_Data under study_.
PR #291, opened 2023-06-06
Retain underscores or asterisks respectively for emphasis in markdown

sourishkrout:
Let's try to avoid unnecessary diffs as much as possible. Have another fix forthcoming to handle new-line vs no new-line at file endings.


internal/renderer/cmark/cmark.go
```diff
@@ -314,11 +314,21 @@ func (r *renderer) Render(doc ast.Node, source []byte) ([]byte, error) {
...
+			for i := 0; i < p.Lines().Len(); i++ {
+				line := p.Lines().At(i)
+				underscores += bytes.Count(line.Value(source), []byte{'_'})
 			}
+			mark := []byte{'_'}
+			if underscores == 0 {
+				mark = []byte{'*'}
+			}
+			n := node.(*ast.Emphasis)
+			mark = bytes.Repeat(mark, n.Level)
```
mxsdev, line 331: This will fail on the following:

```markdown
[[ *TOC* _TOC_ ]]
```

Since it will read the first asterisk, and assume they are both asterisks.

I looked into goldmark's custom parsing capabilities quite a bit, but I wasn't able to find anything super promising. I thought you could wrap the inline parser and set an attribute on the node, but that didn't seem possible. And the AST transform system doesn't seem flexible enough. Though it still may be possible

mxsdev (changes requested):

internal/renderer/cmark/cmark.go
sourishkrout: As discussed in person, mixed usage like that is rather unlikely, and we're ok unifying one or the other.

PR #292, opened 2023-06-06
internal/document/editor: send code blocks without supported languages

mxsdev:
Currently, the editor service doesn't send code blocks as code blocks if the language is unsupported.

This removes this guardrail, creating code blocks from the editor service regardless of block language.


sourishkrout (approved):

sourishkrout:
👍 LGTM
--
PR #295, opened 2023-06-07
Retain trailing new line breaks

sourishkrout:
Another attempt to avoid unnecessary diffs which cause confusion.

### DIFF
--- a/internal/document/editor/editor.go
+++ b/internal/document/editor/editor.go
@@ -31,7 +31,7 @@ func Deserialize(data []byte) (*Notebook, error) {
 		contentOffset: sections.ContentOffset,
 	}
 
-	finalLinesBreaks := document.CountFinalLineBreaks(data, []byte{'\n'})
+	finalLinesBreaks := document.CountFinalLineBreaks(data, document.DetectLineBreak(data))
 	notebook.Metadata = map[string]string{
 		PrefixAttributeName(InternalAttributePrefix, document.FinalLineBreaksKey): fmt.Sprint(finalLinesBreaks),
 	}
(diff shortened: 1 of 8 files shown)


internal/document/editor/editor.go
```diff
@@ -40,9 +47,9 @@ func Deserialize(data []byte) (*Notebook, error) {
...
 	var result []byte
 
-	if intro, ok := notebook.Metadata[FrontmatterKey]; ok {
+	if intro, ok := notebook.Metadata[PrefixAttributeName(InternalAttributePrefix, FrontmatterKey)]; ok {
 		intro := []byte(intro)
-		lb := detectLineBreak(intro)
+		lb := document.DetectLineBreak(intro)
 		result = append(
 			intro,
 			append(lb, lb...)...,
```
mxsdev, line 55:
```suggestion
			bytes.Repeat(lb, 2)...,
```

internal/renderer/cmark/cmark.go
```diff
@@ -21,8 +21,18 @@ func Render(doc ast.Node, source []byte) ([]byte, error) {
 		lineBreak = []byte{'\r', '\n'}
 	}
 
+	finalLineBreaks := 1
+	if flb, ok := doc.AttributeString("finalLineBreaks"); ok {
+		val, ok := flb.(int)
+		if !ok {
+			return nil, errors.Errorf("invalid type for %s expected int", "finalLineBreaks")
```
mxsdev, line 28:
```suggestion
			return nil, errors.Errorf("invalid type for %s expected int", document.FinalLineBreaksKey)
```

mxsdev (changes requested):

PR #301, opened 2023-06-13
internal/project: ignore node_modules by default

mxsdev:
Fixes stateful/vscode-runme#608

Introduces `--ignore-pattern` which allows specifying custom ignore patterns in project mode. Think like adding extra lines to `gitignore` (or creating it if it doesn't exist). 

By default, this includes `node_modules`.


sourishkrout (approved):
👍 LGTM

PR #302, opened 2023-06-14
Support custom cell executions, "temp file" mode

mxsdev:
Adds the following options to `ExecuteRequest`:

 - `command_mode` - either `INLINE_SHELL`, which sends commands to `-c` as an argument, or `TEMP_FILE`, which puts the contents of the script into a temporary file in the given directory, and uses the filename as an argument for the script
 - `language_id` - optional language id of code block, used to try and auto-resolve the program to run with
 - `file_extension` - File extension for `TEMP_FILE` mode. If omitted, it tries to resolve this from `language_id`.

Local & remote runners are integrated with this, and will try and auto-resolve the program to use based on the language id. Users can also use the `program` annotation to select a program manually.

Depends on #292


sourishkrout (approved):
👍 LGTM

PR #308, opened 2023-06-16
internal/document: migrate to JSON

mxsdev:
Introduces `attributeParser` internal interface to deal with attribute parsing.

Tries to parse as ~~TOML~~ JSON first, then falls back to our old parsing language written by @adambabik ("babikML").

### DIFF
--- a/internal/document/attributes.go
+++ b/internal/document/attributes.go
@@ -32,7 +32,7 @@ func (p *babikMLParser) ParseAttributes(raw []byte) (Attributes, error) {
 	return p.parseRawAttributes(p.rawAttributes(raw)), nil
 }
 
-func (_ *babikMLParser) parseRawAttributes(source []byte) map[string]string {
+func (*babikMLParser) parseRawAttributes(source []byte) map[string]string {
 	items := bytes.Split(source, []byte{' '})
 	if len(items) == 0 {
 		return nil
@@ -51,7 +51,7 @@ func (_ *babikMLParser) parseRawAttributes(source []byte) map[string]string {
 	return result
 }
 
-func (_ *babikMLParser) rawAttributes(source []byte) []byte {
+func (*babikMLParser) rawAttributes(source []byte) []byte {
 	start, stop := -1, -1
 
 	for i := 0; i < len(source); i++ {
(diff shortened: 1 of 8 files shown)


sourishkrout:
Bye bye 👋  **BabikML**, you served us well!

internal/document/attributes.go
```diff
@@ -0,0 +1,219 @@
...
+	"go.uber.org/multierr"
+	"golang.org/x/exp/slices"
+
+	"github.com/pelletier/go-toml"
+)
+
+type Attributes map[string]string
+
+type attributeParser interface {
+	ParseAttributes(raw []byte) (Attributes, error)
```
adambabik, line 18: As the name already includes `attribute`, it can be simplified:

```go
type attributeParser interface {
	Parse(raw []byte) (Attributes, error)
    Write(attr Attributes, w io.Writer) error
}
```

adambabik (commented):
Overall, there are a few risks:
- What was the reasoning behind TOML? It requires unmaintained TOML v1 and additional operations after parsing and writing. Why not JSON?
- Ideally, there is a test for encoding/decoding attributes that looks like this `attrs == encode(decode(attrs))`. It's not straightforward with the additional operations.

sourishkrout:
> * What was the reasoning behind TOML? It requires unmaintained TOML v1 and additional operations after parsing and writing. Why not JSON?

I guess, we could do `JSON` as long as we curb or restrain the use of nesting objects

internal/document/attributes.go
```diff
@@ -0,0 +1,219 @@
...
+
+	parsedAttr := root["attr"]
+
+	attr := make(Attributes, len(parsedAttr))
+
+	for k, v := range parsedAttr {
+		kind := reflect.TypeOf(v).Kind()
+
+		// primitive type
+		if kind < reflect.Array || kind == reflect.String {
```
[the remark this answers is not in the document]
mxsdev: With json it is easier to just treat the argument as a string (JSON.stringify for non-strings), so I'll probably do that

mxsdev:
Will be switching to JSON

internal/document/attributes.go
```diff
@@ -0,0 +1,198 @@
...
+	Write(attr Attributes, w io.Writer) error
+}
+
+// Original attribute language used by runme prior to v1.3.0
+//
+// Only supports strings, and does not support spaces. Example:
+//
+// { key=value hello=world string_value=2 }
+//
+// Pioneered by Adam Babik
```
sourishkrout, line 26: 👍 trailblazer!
...
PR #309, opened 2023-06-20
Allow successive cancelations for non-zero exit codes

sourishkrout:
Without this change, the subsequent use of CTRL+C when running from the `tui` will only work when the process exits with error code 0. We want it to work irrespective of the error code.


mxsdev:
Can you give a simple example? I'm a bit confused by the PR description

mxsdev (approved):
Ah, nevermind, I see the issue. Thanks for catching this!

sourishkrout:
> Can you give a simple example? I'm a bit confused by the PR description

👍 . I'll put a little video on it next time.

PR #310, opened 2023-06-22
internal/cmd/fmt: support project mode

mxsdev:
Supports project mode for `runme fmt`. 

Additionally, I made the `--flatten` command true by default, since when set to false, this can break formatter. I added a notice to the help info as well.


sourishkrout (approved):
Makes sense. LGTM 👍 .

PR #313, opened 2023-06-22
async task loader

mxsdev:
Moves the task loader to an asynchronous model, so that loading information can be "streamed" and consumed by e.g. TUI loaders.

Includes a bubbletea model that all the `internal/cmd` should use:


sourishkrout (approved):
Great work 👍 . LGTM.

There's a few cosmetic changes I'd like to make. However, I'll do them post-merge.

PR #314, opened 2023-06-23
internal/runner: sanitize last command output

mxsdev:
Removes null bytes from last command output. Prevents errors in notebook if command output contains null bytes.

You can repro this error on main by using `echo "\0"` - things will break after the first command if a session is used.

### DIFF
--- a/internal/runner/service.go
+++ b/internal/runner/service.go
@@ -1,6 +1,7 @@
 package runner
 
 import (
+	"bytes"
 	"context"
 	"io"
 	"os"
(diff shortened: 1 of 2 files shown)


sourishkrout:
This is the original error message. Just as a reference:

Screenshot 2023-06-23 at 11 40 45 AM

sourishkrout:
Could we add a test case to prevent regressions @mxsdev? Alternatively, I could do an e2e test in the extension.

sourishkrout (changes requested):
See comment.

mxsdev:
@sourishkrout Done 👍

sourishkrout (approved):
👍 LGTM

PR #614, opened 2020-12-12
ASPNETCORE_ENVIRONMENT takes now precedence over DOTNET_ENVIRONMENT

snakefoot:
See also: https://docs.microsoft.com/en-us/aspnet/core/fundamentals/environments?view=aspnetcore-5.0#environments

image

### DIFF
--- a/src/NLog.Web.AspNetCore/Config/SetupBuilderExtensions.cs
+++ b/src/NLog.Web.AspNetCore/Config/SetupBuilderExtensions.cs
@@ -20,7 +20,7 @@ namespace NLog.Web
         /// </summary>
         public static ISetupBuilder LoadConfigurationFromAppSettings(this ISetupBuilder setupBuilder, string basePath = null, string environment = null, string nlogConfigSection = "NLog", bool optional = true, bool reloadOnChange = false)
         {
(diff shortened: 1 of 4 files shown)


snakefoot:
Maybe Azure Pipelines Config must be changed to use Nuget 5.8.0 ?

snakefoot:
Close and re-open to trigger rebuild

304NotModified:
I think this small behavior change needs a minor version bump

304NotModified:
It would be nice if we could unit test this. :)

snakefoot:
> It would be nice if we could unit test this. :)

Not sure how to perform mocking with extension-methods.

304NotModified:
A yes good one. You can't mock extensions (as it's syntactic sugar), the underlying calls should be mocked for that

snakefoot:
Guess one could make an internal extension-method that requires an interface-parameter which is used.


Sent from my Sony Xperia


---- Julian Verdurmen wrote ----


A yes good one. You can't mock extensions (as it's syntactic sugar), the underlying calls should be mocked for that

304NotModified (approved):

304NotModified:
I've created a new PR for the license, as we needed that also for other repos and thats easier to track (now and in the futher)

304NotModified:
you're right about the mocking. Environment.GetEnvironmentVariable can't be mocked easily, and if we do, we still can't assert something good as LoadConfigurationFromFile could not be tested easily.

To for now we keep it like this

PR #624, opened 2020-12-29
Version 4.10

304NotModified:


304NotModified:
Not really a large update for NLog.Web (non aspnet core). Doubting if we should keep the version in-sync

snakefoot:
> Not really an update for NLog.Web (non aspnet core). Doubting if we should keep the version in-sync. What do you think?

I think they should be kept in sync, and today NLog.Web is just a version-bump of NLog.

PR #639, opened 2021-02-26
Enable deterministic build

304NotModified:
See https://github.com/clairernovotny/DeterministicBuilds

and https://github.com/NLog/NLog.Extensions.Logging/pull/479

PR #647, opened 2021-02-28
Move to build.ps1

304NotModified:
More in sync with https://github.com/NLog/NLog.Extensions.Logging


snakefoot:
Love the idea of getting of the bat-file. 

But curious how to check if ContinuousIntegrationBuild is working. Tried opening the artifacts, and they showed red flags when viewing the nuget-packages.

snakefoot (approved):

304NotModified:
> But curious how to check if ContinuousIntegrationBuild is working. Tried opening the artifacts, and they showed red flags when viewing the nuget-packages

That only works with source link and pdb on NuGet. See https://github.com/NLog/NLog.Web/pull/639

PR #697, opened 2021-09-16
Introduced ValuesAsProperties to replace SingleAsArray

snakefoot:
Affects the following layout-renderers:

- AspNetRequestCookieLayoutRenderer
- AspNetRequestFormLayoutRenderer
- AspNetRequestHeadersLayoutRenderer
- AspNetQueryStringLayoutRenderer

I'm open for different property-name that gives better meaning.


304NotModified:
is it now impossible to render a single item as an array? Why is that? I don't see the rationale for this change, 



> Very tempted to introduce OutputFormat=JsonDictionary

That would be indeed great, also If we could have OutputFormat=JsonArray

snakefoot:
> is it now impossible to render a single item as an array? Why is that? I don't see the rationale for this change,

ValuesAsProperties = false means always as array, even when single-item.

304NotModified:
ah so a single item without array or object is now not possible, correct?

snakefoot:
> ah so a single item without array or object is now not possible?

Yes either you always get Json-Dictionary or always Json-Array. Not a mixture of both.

_Activity_. Copy out every line of the listing that contains the string "null".

_Reply_.
Removes null bytes from last command output. Prevents errors in notebook if command output contains null bytes.
         public static ISetupBuilder LoadConfigurationFromAppSettings(this ISetupBuilder setupBuilder, string basePath = null, string environment = null, string nlogConfigSection = "NLog", bool optional = true, bool reloadOnChange = false)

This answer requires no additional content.